# Saving error on sims game



## wufacta (May 25, 2007)

When I save on my sims complete collection, it tells me there has been a saving error. How can I fihis problem


----------



## peterh40 (Apr 15, 2007)

How much free disk space do you have on your hard disk?


----------



## wufacta (May 25, 2007)

I'm not really sure


----------



## wufacta (May 25, 2007)

are you there


----------



## Courtneyc (Dec 7, 2003)

In order to help you, we need to know how much free disk space you have on the drive that The Sims is installed on. Insufficient space is the number one reason for the problem you described.

Courtney


----------



## marykatehanson (Aug 27, 2007)

I am having trouble saving the sims games

it only happens when i add new things/build

i have 98GB left

im runing windows vista (which sucks by the way)

any suggestions?


----------



## jmra82 (Dec 28, 2007)

i got the same problem, a saving error messages pops up when i try to save my game on sims the complete collection.
i'm running windows vista and got plenty of space in the hd...
can someone actually help??????


----------



## jmra82 (Dec 28, 2007)

Courtneyc said:


> In order to help you, we need to know how much free disk space you have on the drive that The Sims is installed on. Insufficient space is the number one reason for the problem you described.
> 
> Courtney


Courtney, can u help? i got the same problem and got plenty of space (170gb free) and i'm running windows vista


----------



## Therion11 (Nov 20, 2007)

Are you running as an administrator?
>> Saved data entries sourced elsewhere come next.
PR #92, opened 2022-02-24
Group integrals with common integrand in IntegralData

jorgensd:
MWE:
```
from ufl import FiniteElement, TrialFunction, TestFunction, dx, Mesh, VectorElement, triangle, FunctionSpace, inner, grad
import ufl.algorithms
import ufl.classes
mesh = Mesh(VectorElement("Lagrange", triangle, 1))
V = FunctionSpace(mesh, FiniteElement("Lagrange", triangle, 1))
u = TrialFunction(V)
v = TestFunction(V)
a = inner(u, v)*dx((1, 2, 3)) + inner(grad(u), grad(v))*dx(2) + inner(u, v)*dx

form_data = ufl.algorithms.compute_form_data(
    a,
    do_apply_function_pullbacks=True,
    do_apply_integral_scaling=True,
    do_apply_geometry_lowering=True,
    preserve_geometry_types=(ufl.classes.Jacobian,),
    do_apply_restrictions=True,
    do_append_everywhere_integrals=False)
for integral in form_data.integral_data:
    print(str(integral))
```
On this branch, we get two `IntegralData`, one for `inner(u,v)*dx((1,3,"everywhere"))` and one for `(inner(u,v) + inner(grad(u), grad(v)))*dx((2,))`.
On main one would get four integral datas; `inner(u,v)*dx(i)` for `i=1,3,"everywhere"` and `(inner(u,v) + inner(grad(u), grad(v)))*dx((2,))`.

This is relevant when loading complex meshes with hundreds of subdomain_ids, where a tuple of subdomain ids is used to indicate a union of domains to integrate over. This would cause the compilers in `Firedrake` and `DOLFINx` to generate hundreds of duplicate kernels, which makes the generated code unreadable and slow to generate.

PR #305, opened 2024-09-19
Move grouping of integral from `build_integral_data` to `group_form_integrals`

### LINKED ISSUE #304: Uniqueness of integrands after computing form data
Using `compute_form_data` makes equal integrands un-equal in ufl.
MWE
```python
from ufl import TestFunction, Mesh, interval, FunctionSpace
import ufl.algorithms
import ufl.classes
cell = interval
mesh = Mesh(FiniteElement("Lagrange", cell, 1, (2, ), identity_pullback, H1))
V = FunctionSpace(mesh, FiniteElement("Lagrange", cell, 1, (), identity_pullback, H1))
u = TestFunction(V)
a0 = u.dx(0) * ufl.dx((1))
a1 = u.dx(0) * ufl.dx((2))

print(a0.integrals()[0].integrand() == a1.integrals()[0].integrand())
form_data0 = ufl.algorithms.compute_form_data(
    a0+a1,
    do_apply_function_pullbacks=True,
    do_apply_integral_scaling=True,
    do_apply_geometry_lowering=True,
    preserve_geometry_types=(ufl.classes.Jacobian,),
    do_apply_restrictions=True,
    do_append_everywhere_integrals=False)
i0 = form_data0.integral_data[0].integrals[0].integrand()
i1 = form_data0.integral_data[1].integrals[0].integrand()
print(str(i0))
print(str(i1))
print(i0 == i1)
```
Returning
```bash
True
({ A | A_{i_{12}} = sum_{i_{13}} ({ A | A_{i_{17}, i_{18}} = ({ A | A_{i_{15}, i_{14}} = J[i_{14}, i_{15}] })[i_{17}, i_{18}] / (sum_{i_{16}} J[i_{16}, 0] * J[i_{16}, 0] ) })[i_{13}, i_{12}] * (reference_grad(reference_value(v_0)))[i_{13}]  })[0] * weight * |(cell_orientation * sqrt(sum_{i_{10}} J[i_{10}, 0] * J[i_{10}, 0] ))|
({ A | A_{i_{12}} = sum_{i_{13}} ({ A | A_{i_{22}, i_{23}} = ({ A | A_{i_{20}, i_{19}} = J[i_{19}, i_{20}] })[i_{22}, i_{23}] / (sum_{i_{21}} J[i_{21}, 0] * J[i_{21}, 0] ) })[i_{13}, i_{12}] * (reference_grad(reference_value(v_0)))[i_{13}]  })[0] * weight * |(cell_orientation * sqrt(sum_{i_{11}} J[i_{11}, 0] * J[i_{11}, 0] ))|
False
```

Any idea how we can resolve this, as it results in duplicate kernels similar to what I tried to resolve with: https://github.com/FEniCS/ufl/pull/92

jorgensd:
Move group to resolve #304 by grouping prior to pull-back.
This will resolve https://github.com/FEniCS/ffcx/issues/716 as well.

I think this is a better fix than what I came up with in https://github.com/FEniCS/ufl/pull/92/files
as we now group the integrals in the function that is supposed to do grouping, and it will reduce the load of the other functions (pull-back, geometry_lowering etc.) since it happens at the start of `compute_form_data`.

### DIFF
--- a/ufl/algorithms/domain_analysis.py
+++ b/ufl/algorithms/domain_analysis.py
@@ -15,6 +15,7 @@ from ufl.algorithms.coordinate_derivative_helpers import (
     attach_coordinate_derivatives,
     strip_coordinate_derivatives,
 )
+from ufl.algorithms.renumbering import renumber_indices
 from ufl.form import Form
 from ufl.integral import Integral
 from ufl.protocols import id_or_none
@@ -372,7 +373,7 @@ def group_form_integrals(form, domains, do_append_everywhere_integrals=True):
         meta_hash = hash(canonicalize_metadata(metadata))
         subdomain_id = integral.subdomain_id()
         subdomain_data = id_or_none(integral.subdomain_data())
-        integrand = integral.integrand()
+        integrand = renumber_indices(integral.integrand())
         unique_integrals[(integral_type, ufl_domain, meta_hash, integrand, subdomain_data)] += (
             subdomain_id,
         )
--- a/ufl/algorithms/domain_analysis.py
+++ b/ufl/algorithms/domain_analysis.py
@@ -262,37 +262,17 @@ def build_integral_data(integrals):
     itgs = defaultdict(list)
 
     # --- Merge integral data that has the same integrals,
-    unique_integrals = defaultdict(tuple)
-    metadata_table = defaultdict(dict)
     for integral in integrals:
-        integrand = integral.integrand()
         integral_type = integral.integral_type()
         ufl_domain = integral.ufl_domain()
-        metadata = integral.metadata()
-        meta_hash = hash(canonicalize_metadata(metadata))
-        subdomain_id = integral.subdomain_id()
-        subdomain_data = id_or_none(integral.subdomain_data())
-        if subdomain_id == "everywhere":
+        subdomain_ids = integral.subdomain_id()
+        if "everywhere" in subdomain_ids:
+ 
             raise ValueError(
                 "'everywhere' not a valid subdomain id. "
                 "Did you forget to call group_form_integrals?"
             )
-        unique_integrals[(integral_type, ufl_domain, meta_hash, integrand, subdomain_data)] += (
-            subdomain_id,
-        )
-        metadata_table[(integral_type, ufl_domain, meta_hash, integrand, subdomain_data)] = metadata
-
-    for integral_data, subdomain_ids in unique_integrals.items():
-        (integral_type, ufl_domain, metadata, integrand, subdomain_data) = integral_data
-
-        integral = Integral(
-            integrand,
-            integral_type,
-            ufl_domain,
-            subdomain_ids,
-            metadata_table[integral_data],
-            subdomain_data,
-        )
+        
         # Group for integral data (One integral data object for all
         # integrals with same domain, itype, (but possibly different metadata).
         itgs[(ufl_domain, integral_type, subdomain_ids)].append(integral)
@@ -380,7 +360,30 @@ def group_form_integrals(form, domains, do_append_everywhere_integrals=True):
                         )
                         integral = attach_coordinate_derivatives(integral, samecd_integrals[0])
                         integrals.append(integral)
-    return Form(integrals)
+
+    # Group integrals by common subdomain id
+    # u.dx(0)*dx(1) + u.dx(0)*dx(2) -> u.dx(0)*dx((1,2))
+    # to avoid duplicate kernels generated after geoemtry lowering
+    unique_integrals = defaultdict(tuple)
+    metadata_table = defaultdict(dict)
+    for integral in integrals:
+        integral_type = integral.integral_type()
+        ufl_domain = integral.ufl_domain()
+        metadata = integral.metadata()
+        meta_hash = hash(canonicalize_metadata(metadata))
+        subdomain_id = integral.subdomain_id()
+        subdomain_data = id_or_none(integral.subdomain_data())
+        unique_integrals[(integral_type, ufl_domain, meta_hash, integrand, subdomain_data)] += (subdomain_id,)
+        metadata_table[(integral_type, ufl_domain, meta_hash, integrand, subdomain_data)] = metadata
+    
+    grouped_integrals = []
+    for integral_data, subdomain_ids in unique_integrals.items():
+        (integral_type, ufl_domain, metadata, integrand, subdomain_data) = integral_data
+        integral = Integral(integrand, integral_type, ufl_domain, subdomain_ids,
+                            metadata_table[integral_data], subdomain_data)
+        grouped_integrals.append(integral)
+
+    return Form(grouped_integrals)
 
 
 def reconstruct_form_from_integral_data(integral_data):
--- a/ufl/algorithms/domain_analysis.py
+++ b/ufl/algorithms/domain_analysis.py
@@ -372,6 +372,7 @@ def group_form_integrals(form, domains, do_append_everywhere_integrals=True):
         meta_hash = hash(canonicalize_metadata(metadata))
         subdomain_id = integral.subdomain_id()
         subdomain_data = id_or_none(integral.subdomain_data())
+        integrand = integral.integrand()
         unique_integrals[(integral_type, ufl_domain, meta_hash, integrand, subdomain_data)] += (
             subdomain_id,
         )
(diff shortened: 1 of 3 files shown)


jorgensd:
Seems like one should use the `IndexRenumberingTransform`: https://github.com/FEniCS/ufl/blob/004a678320e5c65015d56071b968ee08314aecc1/ufl/algorithms/renumbering.py#L35-L39
@wence- do you have any other ideas?

ufl/algorithms/domain_analysis.py
```diff
@@ -380,7 +360,39 @@ def calc_hash(cd):
...
+    unique_integrals = defaultdict(tuple)
+    metadata_table = defaultdict(dict)
+    for integral in integrals:
+        integral_type = integral.integral_type()
+        ufl_domain = integral.ufl_domain()
+        metadata = integral.metadata()
+        meta_hash = hash(canonicalize_metadata(metadata))
+        subdomain_id = integral.subdomain_id()
+        subdomain_data = id_or_none(integral.subdomain_data())
+        integrand = renumber_indices(integral.integrand())
```
mscroggs, line 376: This line is where the function that warns that it's badly designed is used

wence-:
> Seems like one should use the `IndexRenumberingTransform`:
> 
> https://github.com/FEniCS/ufl/blob/004a678320e5c65015d56071b968ee08314aecc1/ufl/algorithms/renumbering.py#L35-L39
> 
> 
> @wence- do you have any ideas on how to improve it?

It doesn't look that bad. I would forward-port the model to the `MultiFunction` case and use `map_expr_dags` instead.

What you want to know is "are two dags equal to each other, up to index relabelling?". This is achievable by visiting the dag, child before parent, and replacing free indices with a unique new index.

```
class IndexRelabeller(MultiFunction):
    def __init__(self):
        super().__init__()
        count = itertools.count()
        self.index_cache = defaultdict(lambda: Index(next(count)))

    expr = MultiFunction.reuse_if_untouched
   
    def multi_index(self, o):
        return type(o)(tuple(self.index_cache[i] if isinstance(i, Index) else i for i in o.indices()))

    def zero(self, o):
        fi = o.ufl_free_indices
        fid = o.ufl_free_index_dimensions
        new_indices = [self.index_cache[Index(i)].count() for i in fi]
        new_fi, new_fid = zip(*sorted(zip(new_indices, fid), key=lambda x: x[0]))
        return type(o)(o.ufl_shape, tuple(new_fi), tuple(new_fid))

map_expr_dags(IndexRelabeller(), whatever)
```
Would probably work, untested.

jorgensd:
> > Seems like one should use the `IndexRenumberingTransform`:
> > https://github.com/FEniCS/ufl/blob/004a678320e5c65015d56071b968ee08314aecc1/ufl/algorithms/renumbering.py#L35-L39
> > 
> > @wence- do you have any ideas on how to improve it?
> 
> It doesn't look that bad. I would forward-port the model to the `MultiFunction` case and use `map_expr_dags` instead.
> 
> What you want to know is "are two dags equal to each other, up to index relabelling?". This is achievable by visiting the dag, child before parent, and replacing free indices with a unique new index.
> 
> ```
> class IndexRelabeller(MultiFunction):
>     def __init__(self):
>         super().__init__()
>         count = itertools.count()
>         self.index_cache = defaultdict(lambda: Index(next(count)))
> 
>     expr = MultiFunction.reuse_if_untouched
>    
>     def multi_index(self, o):
>         return type(o)(tuple(self.index_cache[i] if isinstance(i, Index) else i for i in o.indices()))
> 
>     def zero(self, o):
>         fi = o.ufl_free_indices
>         fid = o.ufl_free_index_dimensions
>         new_indices = [self.index_cache[Index(i)].count() for i in fi]
>         new_fi, new_fid = zip(*sorted(zip(new_indices, fid), key=lambda x: x[0]))
>         return type(o)(o.ufl_shape, tuple(new_fi), tuple(new_fid))
> 
> map_expr_dags(IndexRelabeller(), whatever)
> ```
> 
> Would probably work, untested.

Thanks Lawrence! I will test this tomorrow!

ufl/algorithms/domain_analysis.py
wence-: Just to note, if you compute the `ufl_signature` of a form, then that does include an index renumbering, and so that might be another place to look for inspiration in how to do this.

ufl/algorithms/renumbering.py
```diff
@@ -1,87 +1,71 @@
 """Algorithms for renumbering of counted objects, currently variables and indices."""
-# Copyright (C) 2008-2016 Martin Sandve Alnæs and Anders Logg
+# Copyright (C) 2008-2024 Martin Sandve Alnæs, Anders Logg, Jø¶gen S. Dokken and Lawerence Mitchell
```
jorgensd, line 2:
```suggestion
# Copyright (C) 2008-2024 Martin Sandve Alnæs, Anders Logg, Jørgen S. Dokken and Lawerence Mitchell
```

wence-: That's not how my name is spelt, but I don't need it to be here either

ufl/algorithms/renumbering.py
```diff
@@ -1,87 +1,71 @@
 """Algorithms for renumbering of counted objects, currently variables and indices."""
-# Copyright (C) 2008-2016 Martin Sandve Alnæs and Anders Logg
+# Copyright (C) 2008-2024 Martin Sandve Alnæs, Anders Logg, Jørgen S. Dokken and Lawerence Mitchell
```
jorgensd, line 2:
```suggestion
# Copyright (C) 2008-2024 Martin Sandve Alnæs, Anders Logg, Jørgen S. Dokken and Lawrence Mitchell
```

ufl/algorithms/renumbering.py
jorgensd: Fixed now, sorry about that. I think you should be there as you wrote 99 % of that code (up to a typo).

ufl/algorithms/renumbering.py
```diff
@@ -1,87 +1,71 @@
...
+    elif isinstance(form, Integral):
+        integral = form
+        reindexer = IndexRelabeller()
+        new_integrand = map_expr_dag(reindexer, integral.integrand())
+        return integral.reconstruct(new_integrand)
+    elif isinstance(form, Expr):
+        expr = form
+        reindexer = IndexRelabeller()
+        return map_expr_dag(reindexer, expr)
+    else:
```
wence-, line 70: Is this not exactly what `map_integrand_dags` is for? I forget.

I'll note that the index renumbering pass here is still a "bad" algorithm, though it is at least dag aware. In the following way: index numbers only matter for free indices, not bound indices, because `A = ComponentTensor(A[i, j], (i, j))` and `B = ComponentTensor(A[k, l], (k, l))` are identical expressions. It might be that what you want this for, this is not a problem. There is some discussion of this in section 9.2.5 of Miklos' thesis: https://spiral.imperial.ac.uk/bitstream/10044/1/62636/1/Homolya-M-2018-PhD-Thesis.pdf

I know not doing so on vista can cause problems throughout the game if it even starts.


----------



## tyler123123 (Jan 3, 2008)

I agree, if you run as adminastrator, that will allow the game to save


----------



## sheila_jcfreak (Feb 1, 2008)

Unfortunately, I have next to no understanding of computer jargon. What do you mean run it as an "administrator?" Is that somethinng specifically involving Sims, or the entire computer in general?


----------



## peterh40 (Apr 15, 2007)

If you select the game icon, right click it once and on the pop up menu, there might be a 'Run as Administrator' option listed, select that.


----------